PR #1512, opened 2016-12-04
WELD-2260 When the WeldManager has been located, track its id as a co…

johnament:
…ntext attribute.

Later on in `WeldInitialListener`, the ID is used to locate the underlying bean manager.  This was failing in 2.4.1 due to the changes in how IDs are used (when not specified).  Specifically this line https://github.com/weld/core/blob/2.4/impl/src/main/java/org/jboss/weld/servlet/WeldInitialListener.java#L85 that is looking it up.  The failure was happening on line #94.

### DIFF
--- a/environments/servlet/tests/jetty/pom.xml
+++ b/environments/servlet/tests/jetty/pom.xml
@@ -314,9 +314,10 @@
                         <groupId>org.apache.maven.plugins</groupId>
                         <artifactId>maven-surefire-plugin</artifactId>
                         <configuration>
-                            <excludes>
-                                <exclude>%regex[.*servlet/test/(?!se).*]</exclude>
-                            </excludes>
+                            <includes>
+                                <include>org.jboss.weld.environment.servlet.test.se.coop.BootstrapNotNeededTest</include>
+                                <include>org.jboss.weld.environment.servlet.test.se.coop.builder.WeldSeBuilderTest</include>
+                            </includes>
                         </configuration>
                     </plugin>
                 </plugins>
--- a/environments/servlet/core/src/main/java/org/jboss/weld/environment/servlet/WeldServletLifecycle.java
+++ b/environments/servlet/core/src/main/java/org/jboss/weld/environment/servlet/WeldServletLifecycle.java
@@ -70,6 +70,7 @@ import org.jboss.weld.environment.undertow.UndertowContainer;
 import org.jboss.weld.environment.util.DevelopmentMode;
 import org.jboss.weld.environment.util.Reflections;
 import org.jboss.weld.injection.spi.ResourceInjectionServices;
+import org.jboss.weld.manager.BeanManagerImpl;
 import org.jboss.weld.manager.api.WeldManager;
 import org.jboss.weld.resources.ManagerObjectFactory;
 import org.jboss.weld.resources.WeldClassLoaderResourceLoader;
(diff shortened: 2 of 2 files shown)


environments/servlet/tests/jetty/pom.xml
```diff
@@ -314,9 +314,9 @@
                         <groupId>org.apache.maven.plugins</groupId>
                         <artifactId>maven-surefire-plugin</artifactId>
                         <configuration>
-                            <excludes>
-                                <exclude>%regex[.*servlet/test/(?!se).*]</exclude>
-                            </excludes>
+                            <includes>
```
johnament: So here's one interesting thing.  I was trying to figure out how to run the tests, these tests weren't working due to bad regex.  I don't think this is quite right, but let me know.  

One other thing - even with this change, I'm still seeing failures (but it works fine when I test with a test app).  For some reason, the underlying `WeldManager`'s ID is based on a path, not the UUID.

mkouba:
@johnament Thanks for the PR!

I've tested your PR with Hammock's `UndertowBootTest` with no success. Then I realized that we would have to replace `context.setAttribute(org.jboss.weld.Container.CONTEXT_ID_KEY, manager.getId())` with:

    context.setInitParameter(org.jboss.weld.Container.CONTEXT_ID_KEY, BeanManagerProxy.unwrap(manager).getContextId());

* `setInitParameter()` because `WeldInitialListener` is using `ServletContext.getInitParameter()`
* `BeanManagerImpl..getContextId()` because `WeldManager.getId()` returns a bean deployment archive ID, not the ID of the current container instance

Also we have to set the init param inside `if (container instanceof ContainerInstance) {}` block below because Weld also supports to hand over `Weld` and `WeldContainer` instances.    

WRT regex - hmm, you're right the regex fails on 2.4 but works on 2.3 (with older surefire plugin). Looks like a surefire bug - build fails if a regex contains exclamation mark: `Exclamation mark not expected in 'exclusion'` (e.g. when using a negative lookahead like here). Since we only have two tests in here I think that it's ok to have two specific includes:

    <includes>
        <include>org.jboss.weld.environment.servlet.test.se.coop.BootstrapNotNeededTest</include>
        <include>org.jboss.weld.environment.servlet.test.se.coop.builder.WeldSeBuilderTest</include>
     </includes>

johnament:
Ok, then I'm not sure how I got this to pass locally.  You're 100% correct.  Let me push this up.

environments/servlet/tests/jetty/pom.xml
johnament: I'm not going to include `WeldSeBuilderTest` quite yet - it's failing locally for other reasons which probably warrants its own PR.

mkouba: It's failing because we're still missing `context.setInitParameter()` on line 154 - see also my last comment:

> Also we have to set the init param inside if (container instanceof ContainerInstance) {} block below because Weld allows to hand over Weld and WeldContainer instances.

mkouba: Weld/WeldContainer are not broken - it's the same problem, but instead of `BeanManager`, either `Weld` (builder) or `WeldInstance` (container instance) is passed from Weld SE. Just add `context.setInitParameter(org.jboss.weld.Container.CONTEXT_ID_KEY, contextId)` to the _if_ block mentioned above.

johnament:
@mkouba let me know if you need any more changes here or if its good.

mkouba:
Looks good. Thanks!

mkouba:
Merged, thanks!

PR #1515, opened 2016-12-09
WELD-2265 introduce ProcessSynthethicBean impl.

tremes:


tremes:
My first idea was to put this PSB firing to `org.jboss.weld.bootstrap.events.AfterBeanDiscoveryImpl#processBeanRegistration`. Not sure what's better TBH.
========================
• Task prompt:
Exactly as written, repeat the lines from the start of the listing through the line containing "import org.jboss.weld.injection.spi.ResourceInjectionServices;", both included.

• Answer to this task:
PR #1512, opened 2016-12-04
WELD-2260 When the WeldManager has been located, track its id as a co…

johnament:
…ntext attribute.

Later on in `WeldInitialListener`, the ID is used to locate the underlying bean manager.  This was failing in 2.4.1 due to the changes in how IDs are used (when not specified).  Specifically this line https://github.com/weld/core/blob/2.4/impl/src/main/java/org/jboss/weld/servlet/WeldInitialListener.java#L85 that is looking it up.  The failure was happening on line #94.

### DIFF
--- a/environments/servlet/tests/jetty/pom.xml
+++ b/environments/servlet/tests/jetty/pom.xml
@@ -314,9 +314,10 @@
                         <groupId>org.apache.maven.plugins</groupId>
                         <artifactId>maven-surefire-plugin</artifactId>
                         <configuration>
-                            <excludes>
-                                <exclude>%regex[.*servlet/test/(?!se).*]</exclude>
-                            </excludes>
+                            <includes>
+                                <include>org.jboss.weld.environment.servlet.test.se.coop.BootstrapNotNeededTest</include>
+                                <include>org.jboss.weld.environment.servlet.test.se.coop.builder.WeldSeBuilderTest</include>
+                            </includes>
                         </configuration>
                     </plugin>
                 </plugins>
--- a/environments/servlet/core/src/main/java/org/jboss/weld/environment/servlet/WeldServletLifecycle.java
+++ b/environments/servlet/core/src/main/java/org/jboss/weld/environment/servlet/WeldServletLifecycle.java
@@ -70,6 +70,7 @@ import org.jboss.weld.environment.undertow.UndertowContainer;
 import org.jboss.weld.environment.util.DevelopmentMode;
 import org.jboss.weld.environment.util.Reflections;
 import org.jboss.weld.injection.spi.ResourceInjectionServices;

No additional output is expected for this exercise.